As babies, feelings are our language - they are our immediate experience of the world and we rely on our parents to interpret our feelings correctly and then meet our needs. We come into the world with four feelings imprinted on our DNA. They are: excitement, joy, fear and anger. Excitement is curiosity, joy is about the discovery, fear about feeling threatened by something we can’t manage and anger is an attempt at management.

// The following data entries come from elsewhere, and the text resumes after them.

PR #649, opened 2024-04-21
feat(torznab/indexer): filter out indexers without mediatype category

zakkarry:
filters out indexers per search who dont have the media type being searched for, the result ends up requiring dual messaging for timestamp and category filtering. I'm not sure if this matters, i just merged the message.

currently based off id-search branch, so targeting that for now.

### DIFF
--- a/src/action.ts
+++ b/src/action.ts
@@ -21,7 +21,7 @@ import { logger } from "./logger.js";
 import { Metafile } from "./parseTorrent.js";
 import { Result, resultOf, resultOfErr } from "./Result.js";
 import { getRuntimeConfig } from "./runtimeConfig.js";
-import { Searchee, hasVideo } from "./searchee.js";
+import { Searchee } from "./searchee.js";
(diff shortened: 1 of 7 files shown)


ShanaryS:
Could we leverage this for music, books, and audiobooks? Not full support but to not search them if the indexers don't support it. These can work similar to hasVideo where checking for the presence of .epub/.pdf/etc for books. For music and audiobooks would just have to go under audio as they use the same formats.

zakkarry:
> Could we leverage this for music, books, and audiobooks? Not full support but to not search them if the indexers don't support it. It can work similar to hasVideo where checking for the presence of .epub/.pdf/etc for books. For music and audiobooks would just have to go under audio as they use the same formats.

That's an interesting thought, but we'd have to be able to either identify those based on the other regex's failing, or initially with a percentage of files that matches (but would be 50% match if 1 .pdf and 1 txt file for example) but it is possible. 

We'd just have to work out the methodology.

As adults, we tend to manage our fear with anger. Feelings are for taking an action -we have to do something! For an adult that often means asserting oneself in a confrontation with another person if we feel demeaned, which can be really scary! For a baby fear is expressed by hiding, running or crying and it is expected that mom or dad will come to the rescue with protection and comfort. Too often they do not. As a baby when I have a felt sense of being lonely, I cry out trusting someone will come to comfort me. If they do come, order to my universe is restored and hope regained. If they don’t come I will eventually lose trust and over time anger sets in to cover up fear. During the "terrible twos" individuation sets in in earnest and many parents take those “no’s” personally as opposition and a threat to their authority. This can often be the beginning of parents giving their children the message that feelings are not O.K. and to go into denial of them. Dignity becomes eroded over time when we get "the look" that says be quiet; or don’t upset your mom/dad right now; or I'll give you something to cry about; or what are you looking at? Well, you get the idea. So, this denial of feelings is enough to take your dignity away let alone the horror of physical abuse or incest which can also be present. Children are not objects; they are human beings deserving of respect from day one. Dignity retrieval, is about education on family dynamics; making connections between the past and how it plays into your emotional present; then getting the anger out reclaiming your dignity which is your inherent right to your opinions, needs, no’s and yes's, choices etc. Sometimes, we can’t say a heartfelt “"yes" until we can say a heartfelt “no”. Then real forgiveness can take place. Not forgiveness “lite” which just comes from your head. But rather from your heart.
You can make lasting change. This is short term therapy. In three intensive weeks you can save yourself years of conventional talk therapy.
Finally, a quote from Aristotle on anger: “To be angry with the right person, to the right degree, at the right time, for the right purpose and in the right way. That is what’s desirable after all isn’t it?”